Когда он добрел до кафе, Цветаева, увидев его, всплеснула руками: "Братик, что с вами?" А услышав рассказ, вдруг стала торжественной и взяла его за руку: "Она должна была к вам прийти, - сказала. - Должна. Ведь это же к вам приходила Россия"...

"Пил я счастье..."

Запомните этот переулок: переулок встреч и расставаний поэта! Отсюда в мае 17-го года он проводит Катю на вокзал, как выяснится, навсегда (она повезет дочь на Урал всего лишь на лето, а вернется из-за Гражданской войны лишь через три года). На вокзале - о, ужас! - он в давке и суете потеряет Катю, и она из окна вагона будет долго видеть, как ее "Рыжан" близорукими глазами пытается отыскать ее. Видеть, не понимая еще, что смотрит на него, с кем прожила почти тридцать лет, последний раз... И отсюда же, из этого переулка, 21 июня 1920 года он вместе с Цветковской отправится в эмиграцию, фактически в вечность.

Дочь Цветаевой припомнит потом, что проводы ему устраивали дважды: в доме 15 и в доме 11. Не все это запомнят. Будут писать о ералаше прощания в табачном дыму и самоварном угаре, о чае "в безукоризненном фарфоре" и грустных шутках. Но все запомнят, что, когда грузовик литовского посольства, который, как и визы, устроил поэт Балтрушайтис (этим и спас поэта!), тронется отсюда на вокзал, Бальмонт встанет в кузове и, сняв шляпу, будет махать ею до поворота на Арбат...

Он умер под Рождество 1942 года, выйдя из нищей психушки, где ему, Косте Баламуту, связывали руки и ноги. Похоронят Бальмонта в могиле, полной воды, - гроб придавят палками, чтоб не всплывал. Кончится его время, а пространство сожмется до ямы под Парижем.

  • Как пойду я на далекий косогор,
  • Как взгляну я на беду свою в упор,
  • Придорожные ракиты шелестят,
  • Пил я счастье, вместе с медом выпил яд...

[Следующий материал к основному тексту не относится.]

PR #1712, opened 2018-12-19
[lua] Allow connection on port != 80 or 443

gfeun:
### PR checklist

### Description of the PR

In the current implementation a client connection port is determined by the connection scheme (http or https) and is therefore port 80 or 443
This commit allows to specify a host like "localhost:8080" when creating the client
The specified port is then used when initiating http(s) requests


gfeun:
@daurnimator

modules/openapi-generator/src/main/resources/lua/api.mustache
```diff
@@ -24,8 +24,10 @@ local function new_{{classname}}(host, basePath, schemes)
 		schemes_map[v] = v
 	end
 	local default_scheme = schemes_map.https or schemes_map.http
+	local port = http_util.split_authority(host, default_scheme)
```
daurnimator: Is the 'host' that is passed into this function expected to be an authority? If so the argument should be renamed

Also, `http_util.split_authority` returns the host *and* the port, the usage here is incorrect.

gfeun:
Thanks for your review.
Fixed usage by assigning host return value.

The host is not an authority.
I used split_authority because of this comment in lua-http source code : `-- Splits a :authority header (same as Host) into host and port`
I am not aware and can't find a "split_host" function in the library.

I have taken a look at other language generator templates and it seems there is no consensus around parameter usage for http client configuration. 
For the go language, port can be specified in the "BasePath" parameter along scheme and host : 
`BasePath: "http://petstore.swagger.io:80/v2`

In python only a "host" field can be specified and the url before request is built with : 
`url = self.configuration.host + resource_path`
So the port has to be appended to the host parameter.

For both languages, configuration is passed as a dict to the new_api : 
```python
# Python
config = petstore_api.Configuration()
config.host = 'http://localhost/'
client = petstore_api.ApiClient(config)
```

```golang
// Go
cfg := sw.NewConfiguration()
cfg.AddDefaultHeader("testheader", "testvalue")
cfg.Host = "testhost"
client = sw.NewAPIClient(cfg)
```

So I am not sure what to do. I think the simplest and backward compatible change is the one i made, to treat the host variable like "host:port", split it and and pass host and port down to the client request which will give us this usage: 
```lua
pet_api = petstore.new_pet_api("localhost:8443", "/", {"https"})
```

daurnimator:
> The host is not an authority.

Yes it is? An authority (according to http2 spec) here is a host + a port; which is what you have.

gfeun:
Ok, I didn't know Authority header supersedes the Host header in HTTP2.

gfeun:
Can this be merged @daurnimator ?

"Великим тружеником" назовет его Цветаева. Это правда - 35 книг стихов, 20 книг прозы, более 10 000 страниц переводов с 15 языков. И мало кто знает, что в 1923-м его, вместе с Буниным и Горьким, выдвигали на Нобелевскую.

  • Душа с душой - как нож с ножом,
  • И два колодца - взгляд со взглядом.
  • Коль скажем: "Любим" - мы солжем,
  • Коль скажем: "Нет" - жизнь станет адом.
  • И мы друг друга - стережем,
  • И мы всегда друг с другом - рядом.
  • Если хочешь улыбнуться, улыбнись.
  • Хоть не хочешь обмануться, обманись,
  • Хочешь птицей обернуться, прыгай вниз.
  • Пропасть с пропастью на дне звеном сошлись...
  • Можно жить с закрытыми глазами,
  • Не желая в мире ничего,
  • И навек проститься с небесами,
  • И понять, что все кругом мертво...
  • Можно все заветное покинуть,
  • Можно все бесследно разлюбить.
  • Но нельзя к минувшему остынуть,
  • Но нельзя о прошлом позабыть!..

P.S.

Москва, май 1920 года, Дворец искусств на Поварской. Остатки интеллигенции празднуют 30-летие творчества Бальмонта. На сцене в кресле сидит поэт, в руках роза-пион. Говорит о мечте, о новом "седьмом небе" - союзе всех поэтов мира и о равенстве - о "несправедливости накрытого стола жизни для одних и объедков для других". Выступают многие, но возразил лишь Сологуб, поэт. "Не надо равенства, - отверг Сологуб. - Поэт - редкий гость на земле. Среди миллиона - один настоящий..."

Святая ведь правда! Он и сегодня, как в тот май, на миллион - один. Сверкнувшая комета на небе, с которой сравнил себя когда-то.